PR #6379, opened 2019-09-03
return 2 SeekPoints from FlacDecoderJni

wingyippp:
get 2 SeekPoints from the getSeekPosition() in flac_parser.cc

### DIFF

________

TASK TO COMPLETE: Look through the material above for the word "from" and copy every line that has it.

SOLUTION:
return 2 SeekPoints from FlacDecoderJni
get 2 SeekPoints from the getSeekPosition() in flac_parser.cc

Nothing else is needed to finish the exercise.